Implementing an Assembler

Single-Pass Assembler

For very basic assembly, it is possible to convert instructions to binary line-by-line.

MOV R1, #17 ;    → 0xE3A01011
MOV R2, #20 ;    → 0xE3A02014
ADD R0, R1, R2 ; → 0xE0810002

Two-Pass Assembler

Forward references cannot be resolved in a single pass. In order to this, two passes are required. The first pass:

  • Assigns an address to each instruction and data word.
  • Creates a Symbol Table to map labels to addresses.
  • Ensure that there are not any conflicting names. The second pass then uses this data to:
  • Replace labels with their values.
  • Convert instructions to binary.

Assembling Complex Pseudo-Instructions

If the addresses are sufficiently close, then ADRL R0, data can be implemented as a single instruction using and offset from the PC: ADD R0, PC, #(data-[PC]) If this is not possible, then it will have to be implemented using multiple instructions. This will cause the addresses of future symbols (including data) to change. Updating other instructions accordingly would require further passes.

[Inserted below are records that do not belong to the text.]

PR #5491, opened 2025-08-21
Added APIs for hybrid SDKs to set presentedOfferingContext

rickvdl:
### Checklist

### Motivation

Based on PR [#2610](https://github.com/RevenueCat/purchases-android/pull/2610) for Android, adds similar internal APIs for the hybrid SDKs for iOS. Allows the hybrid SDKs to pass `PresentedOfferingContext` when launching paywalls by passing a specific offering

### Description

This PR implements the internal APIs, and uses the given `PresentedOfferingContext` when passing an `offeringIdentifier` from the hybrid SDKs to enrich the freshly fetched `Offering` with the given presentation context.

### DIFF
--- a/RevenueCat.xcodeproj/project.pbxproj
+++ b/RevenueCat.xcodeproj/project.pbxproj
@@ -68,6 +68,7 @@
 		16BCA37A2E4D9C0400B39E7F /* MockSimpleNetworkService.swift in Sources */ = {isa = PBXBuildFile; fileRef = 16BCA3782E4D9C0400B39E7F /* MockSimpleNetworkService.swift */; };
 		16BCA37C2E4D9DD700B39E7F /* XCTestCase+Yield.swift in Sources */ = {isa = PBXBuildFile; fileRef = 16BCA37B2E4D9DD700B39E7F /* XCTestCase+Yield.swift */; };
 		16BCA38D2E4E7B5C00B39E7F /* FileRepositoryStrings.swift in Sources */ = {isa = PBXBuildFile; fileRef = 16BCA38C2E4E7B5C00B39E7F /* FileRepositoryStrings.swift */; };
+		1DB9B2A72E57373900252D58 /* OfferingTests.swift in Sources */ = {isa = PBXBuildFile; fileRef = 1DB9B2A62E57373600252D58 /* OfferingTests.swift */; };
 		1E2F911B2CC918ED00BDB016 /* ContactSupportUtilitiesTests.swift in Sources */ = {isa = PBXBuildFile; fileRef = 1E2F911A2CC918ED00BDB016 /* ContactSupportUtilitiesTests.swift */; };
 		1E2F91722CCFA98C00BDB016 /* WebRedemptionStrings.swift in Sources */ = {isa = PBXBuildFile; fileRef = 1E2F91712CCFA98C00BDB016 /* WebRedemptionStrings.swift */; };
 		1E42CC6C2D7F1A0500E0EE8D /* CacheStatus.swift in Sources */ = {isa = PBXBuildFile; fileRef = 1E42CC6B2D7F1A0500E0EE8D /* CacheStatus.swift */; };
@@ -1528,6 +1529,7 @@
 		16BCA3782E4D9C0400B39E7F /* MockSimpleNetworkService.swift */ = {isa = PBXFileReference; lastKnownFileType = sourcecode.swift; path = MockSimpleNetworkService.swift; sourceTree = "<group>"; };
 		16BCA37B2E4D9DD700B39E7F /* XCTestCase+Yield.swift */ = {isa = PBXFileReference; lastKnownFileType = sourcecode.swift; path = "XCTestCase+Yield.swift"; sourceTree = "<group>"; };
 		16BCA38C2E4E7B5C00B39E7F /* FileRepositoryStrings.swift */ = {isa = PBXFileReference; lastKnownFileType = sourcecode.swift; path = FileRepositoryStrings.swift; sourceTree = "<group>"; };
+		1DB9B2A62E57373600252D58 /* OfferingTests.swift */ = {isa = PBXFileReference; lastKnownFileType = sourcecode.swift; path = OfferingTests.swift; sourceTree = "<group>"; };
 		1E2F911A2CC918ED00BDB016 /* ContactSupportUtilitiesTests.swift */ = {isa = PBXFileReference; lastKnownFileType = sourcecode.swift; path = ContactSupportUtilitiesTests.swift; sourceTree = "<group>"; };
 		1E2F91712CCFA98C00BDB016 /* WebRedemptionStrings.swift */ = {isa = PBXFileReference; lastKnownFileType = sourcecode.swift; path = WebRedemptionStrings.swift; sourceTree = "<group>"; };
 		1E42CC6B2D7F1A0500E0EE8D /* CacheStatus.swift */ = {isa = PBXFileReference; lastKnownFileType = sourcecode.swift; path = CacheStatus.swift; sourceTree = "<group>"; };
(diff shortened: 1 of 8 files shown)


RevenueCatUI/PaywallView.swift
```diff
@@ -423,9 +424,14 @@ private extension PaywallViewConfiguration.Content {
...
-        case .defaultOffering: return Self.loadCachedCurrentOfferingIfPossible()
-        case let .offeringIdentifier(identifier): return Self.loadCachedOfferingIfPossible(identifier: identifier)
+        case let .offering(offering):
+            return offering
+        case .defaultOffering:
+            return Self.loadCachedCurrentOfferingIfPossible()
+        case let .offeringIdentifier(identifier, presentedOfferingContextOverride):
+            return Self.loadCachedOfferingIfPossible(
+                identifier: identifier
+            )?.withPresentedOfferingContext(presentedOfferingContextOverride)
```
JayShortway: I'd say it's not necessarily an "override". It's the original `PresentedOfferingContext` that would otherwise be lost if we just pass an id. 
```suggestion
        case let .offeringIdentifier(identifier, presentedOfferingContext):
            return Self.loadCachedOfferingIfPossible(
                identifier: identifier
            )?.withPresentedOfferingContext(presentedOfferingContext)
```

RevenueCatUI/UIKit/PaywallViewController.swift
```diff
@@ -104,7 +105,33 @@ public class PaywallViewController: UIViewController {
...
+            fonts: fonts,
+            displayCloseButton: displayCloseButton,
+            shouldBlockTouchEvents: shouldBlockTouchEvents,
+            dismissRequestedHandler: dismissRequestedHandler
+        )
+    }
+    
+    /// Initialize a `PaywallViewController` with an offering identifier.
+    /// - Parameter offeringIdentifier: The identifier for the offering with paywall to display.
+    /// - Parameter presentedOfferingContext: Information about how the offering is presented..
```
JayShortway:
```suggestion
    /// - Parameter presentedOfferingContext: Information about how the offering is presented.
```

RevenueCatUI/UIKit/PaywallViewController.swift
```diff
@@ -161,9 +188,17 @@ public class PaywallViewController: UIViewController {
...
     /// - Warning: For internal use only
+    @available(*, deprecated, message: "use init with Offering instead")
     @objc(updateWithOfferingIdentifier:)
     public func update(with offeringIdentifier: String) {
-        self.configuration.content = .offeringIdentifier(offeringIdentifier)
+        self.configuration.content = .offeringIdentifier(offeringIdentifier, presentedOfferingContext: nil)
+    }
+    
+    /// - Warning: For internal use only
+    @_spi(Internal)
```
JayShortway, line 198: We don't strictly need the comment if we already have `@_spi(Internal)`. I think the comment is more of a leftover from before we used  `@_spi(Internal)`.

Sources/Purchasing/Offering.swift
```diff
@@ -291,6 +291,40 @@ import Foundation
...
+            draftPaywallComponents: draftPaywallComponents,
+            availablePackages: availablePackages.map { $0.withPresentedOfferingContext(presentedOfferingContext) },
+            webCheckoutUrl: webCheckoutUrl
+        )
+    }
+    
+    func withPresentedOfferingContext(_ presentedOfferingContext: PresentedOfferingContext?) -> Self {
+        guard let presentedOfferingContext else { return self }
+        return withPresentedOfferingContext(presentedOfferingContext)
+    }
```
JayShortway: Interesting! I guess this means we cannot set the `PresentedOfferingContext` to `nil` using this function. Reading the function signature I would expect that it allows me to set it to `nil`. Maybe we can do without this optimization?

Tests/APITesters/AllAPITests/RevenueCatUISwiftAPITester/PaywallViewControllerAPI.swift
```diff
@@ -6,7 +6,7 @@
 //
 
 import RevenueCat
-import RevenueCatUI
+@_spi(Internal) import RevenueCatUI
```
JayShortway: It's not strictly needed to test internal APIs, and it might be confusing if we do? If something breaks in this file, we need to figure out if we broke a public or internal API before we know how "bad" it is. Open to having my mind changed of course!

Tests/StoreKitUnitTests/OfferingTests.swift
```diff
@@ -0,0 +1,71 @@
...
+//  OfferingTests.swift
+//
+//  Created by Rick van der Linden on 21/08/2025.
+
+import Nimble
+@_spi(Internal) @testable import RevenueCat
+import XCTest
+
+@available(iOS 15.0, tvOS 15.0, watchOS 8.0, macOS 12.0, *)
+class OfferingTests: StoreKitConfigTestCase {
```
JayShortway, line 19: ❤️

RevenueCat.xcodeproj/project.pbxproj
JayShortway, line 1: (Not related to this file)

TIL that the `presentPaywall()` functions don't take an `offeringIdentifier`. Interesting discrepancy with Android's `launch()` functions.

RevenueCatUI/UIKit/PaywallFooterViewController.swift
```diff
@@ -43,12 +43,28 @@ public final class PaywallFooterViewController: PaywallViewController {
...
     ) {
-        super.init(content: .offeringIdentifier(offeringIdentifier),
+        super.init(content: .offeringIdentifier(offeringIdentifier, presentedOfferingContext: nil),
+                   fonts: DefaultPaywallFontProvider(),
+                   displayCloseButton: false,
+                   shouldBlockTouchEvents: false,
+                   dismissRequestedHandler: dismissRequestedHandler)
+    }
+    
+    /// Initialize a `PaywallFooterViewController` with an `Offering` identifier and a presentedOfferingContext
```
tonidero: NABD but not really needed to add docs for these `_spi` methods.

tonidero (approved):
Nothing to add to @JayShortway's comment. Looks great!! Thanks for doing this 🙌

Sources/Purchasing/Offering.swift
rickvdl: Fair point! I've removed it since it was just syntax sugar anyways :)

RevenueCatUI/PaywallView.swift
rickvdl: Agree :)

Tests/APITesters/AllAPITests/RevenueCatUISwiftAPITester/PaywallViewControllerAPI.swift
rickvdl: Ah good catch, we could have a separate file with internal API tests, but I'm not sure if that's worth the overhead. Indeed probably better to remove it for now :)

RevenueCat.xcodeproj/project.pbxproj
rickvdl: Same! Was surprised I couldn't find it

tonidero: I think PHC uses the PaywallViewController directly, instead of the present paywall functions, which are SwiftUI functions if I remember correctly. We don't use SwiftUI for the hybrids implementation, but the VC instead.

RevenueCatUI/UIKit/PaywallFooterViewController.swift
rickvdl: I removed it but it appears that SwiftLint disagrees, so I left it in for now

PR #5494, opened 2025-08-22
Fix/test flutter compilation

facumenzella:
### Motivation
We've got a report from flutter, that the codebase is not compiling with Xcode 14.2

### Description
We introduced a swift check [here](url) (a year ago). However, that check is not present through the customer center codebase, so it does not make much sense to keep it.

I'm also adding a few other things that were not compiling with Xcode 14.2


facumenzella:
@RCGitBot please test

facumenzella:
@RCGitBot please test

tonidero (approved):

PR #5500, opened 2025-08-26
Address virtual currencies with zero units in customer center

facumenzella:
### Motivation
We've noticed that there's an issue with virtual currencies and the empty state of customer center

### Description
- Consider the balance of VCs instead of the presence of a currency
- Fix ui glitch for empty state


RevenueCatUI/CustomerCenter/ViewModels/CustomerCenterViewModel.swift
```diff
@@ -238,6 +242,15 @@ import Foundation
     }
 }
 
+private extension VirtualCurrencies {
+
+    var balanceIsZero: Bool {
+        all.reduce(into: 0) {
```
ekurutepe: nit: `all.map(\.value.balance).reduce(0,+)` ?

Conversion of Instructions to Binary

Parsing a single instruction and producing a binary output is done in the same way as (albeit much simpler than) Compilers.

Lexical Analysis

The instruction is first broken into a list of individual tokens: start ADD R0, R1, #5 may be broken down as such:

identifieridentifieridentifiercommaidentifiercommahashnumber
startADDR0,R1,#5

Syntactical Analysis

It is determined whether each identifier refers to a label, instruction, register, literal etc. It is then determined whether the sequence of tokens forms complete, legal instruction according to the grammar of the language.

Semantic Analysis

This stage ensures that the correct number of operands are supplied and that they are of the right format for the given instruction, and resolves arguments where possible.

Code Generation

The outputs of the previous stages are used to generate the binary code for each instruction. Each section of the instruction maps to part of the binary output.

Relative Addressing

It is not usually known at compile-time the address to which the program will be loaded. This means that it is not practically possible to use absolute addresses. In order to overcome this, addresses are referenced as offsets from the PC (eg. label becomes [PC, #(label-[PC])]).